-------- Supplied records

PR #174, opened 2025-09-23
Update tests

giovannimarchiori:
BEGINRELEASENOTES
- Several old tests that were relying on running Geant within dd4sim and were using the legacy io started to fail in recent nightlies. This MR fixes these issues, updating those tests to use ddsim for event generation and simulation, and to use IOSvc for input/output
ENDRELEASENOTES


jmcarcell:
The alma9 test says `killed`, probably it is running out of memory, but I'm not sure what changed from before.

PR #175, opened 2025-09-24
Reduce the output size when running ALLEGRO_o1_v03_digi_reco

jmcarcell:
BEGINRELEASENOTES
- Reduce the output size when running ALLEGRO_o1_v03_digi_reco

ENDRELEASENOTES

The output of this test is currently 261 MB, which makes it hard to display if it fails on CI. After this change it is 6.7 MB.


giovannimarchiori (approved):
LGTM

Giovanni

PR #178, opened 2025-09-27
Making methods of ICalibrateCaloHitsTool const.

scott-snyder:
Make ICalibrateCaloHitsTool::calibrate const.
For now (until the interface class is changed) we retain the non-const overloads and have them call the const versions.

BEGINRELEASENOTES
- First step to make interfaces of ICalibrateCaloHitsTool const.
ENDRELEASENOTES


giovannimarchiori (approved):
LGTM

PR #179, opened 2025-09-27
Making ICalorimeterTool::prepareEmptyCells const

scott-snyder:
Make ICalorimeterTool::prepareEmptyCells const.
For now (until the interface class is changed) we retain the non-const overloads.

Also prepare for IGeoSvc::getDetector returning a const pointer.

BEGINRELEASENOTES
- First step to make interfaces of ICalorimeterTool const.
ENDRELEASENOTES


giovannimarchiori (approved):
LGTM

PR #180, opened 2025-09-27
Fix dangling reference warnings.

scott-snyder:
This warning is currently suppressed in the cmake files. But this is a warning which one really would not want to suppress --- better to rearrange the code to avoid it.  So go ahead and fix the instances of that which we get in this package.

BEGINRELEASENOTES
- Fix dangling reference compilation warnings.
ENDRELEASENOTES


giovannimarchiori:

----------------

Goal of the exercise:
Your job is to give the data above again exactly, in full.

Reply to the task:
PR #174, opened 2025-09-23
Update tests

giovannimarchiori:
BEGINRELEASENOTES
- Several old tests that were relying on running Geant within dd4sim and were using the legacy io started to fail in recent nightlies. This MR fixes these issues, updating those tests to use ddsim for event generation and simulation, and to use IOSvc for input/output
ENDRELEASENOTES


jmcarcell:
The alma9 test says `killed`, probably it is running out of memory, but I'm not sure what changed from before.

PR #175, opened 2025-09-24
Reduce the output size when running ALLEGRO_o1_v03_digi_reco

jmcarcell:
BEGINRELEASENOTES
- Reduce the output size when running ALLEGRO_o1_v03_digi_reco

ENDRELEASENOTES

The output of this test is currently 261 MB, which makes it hard to display if it fails on CI. After this change it is 6.7 MB.


giovannimarchiori (approved):
LGTM

Giovanni

PR #178, opened 2025-09-27
Making methods of ICalibrateCaloHitsTool const.

scott-snyder:
Make ICalibrateCaloHitsTool::calibrate const.
For now (until the interface class is changed) we retain the non-const overloads and have them call the const versions.

BEGINRELEASENOTES
- First step to make interfaces of ICalibrateCaloHitsTool const.
ENDRELEASENOTES


giovannimarchiori (approved):
LGTM

PR #179, opened 2025-09-27
Making ICalorimeterTool::prepareEmptyCells const

scott-snyder:
Make ICalorimeterTool::prepareEmptyCells const.
For now (until the interface class is changed) we retain the non-const overloads.

Also prepare for IGeoSvc::getDetector returning a const pointer.

BEGINRELEASENOTES
- First step to make interfaces of ICalorimeterTool const.
ENDRELEASENOTES


giovannimarchiori (approved):
LGTM

PR #180, opened 2025-09-27
Fix dangling reference warnings.

scott-snyder:
This warning is currently suppressed in the cmake files. But this is a warning which one really would not want to suppress --- better to rearrange the code to avoid it.  So go ahead and fix the instances of that which we get in this package.

BEGINRELEASENOTES
- Fix dangling reference compilation warnings.
ENDRELEASENOTES


giovannimarchiori:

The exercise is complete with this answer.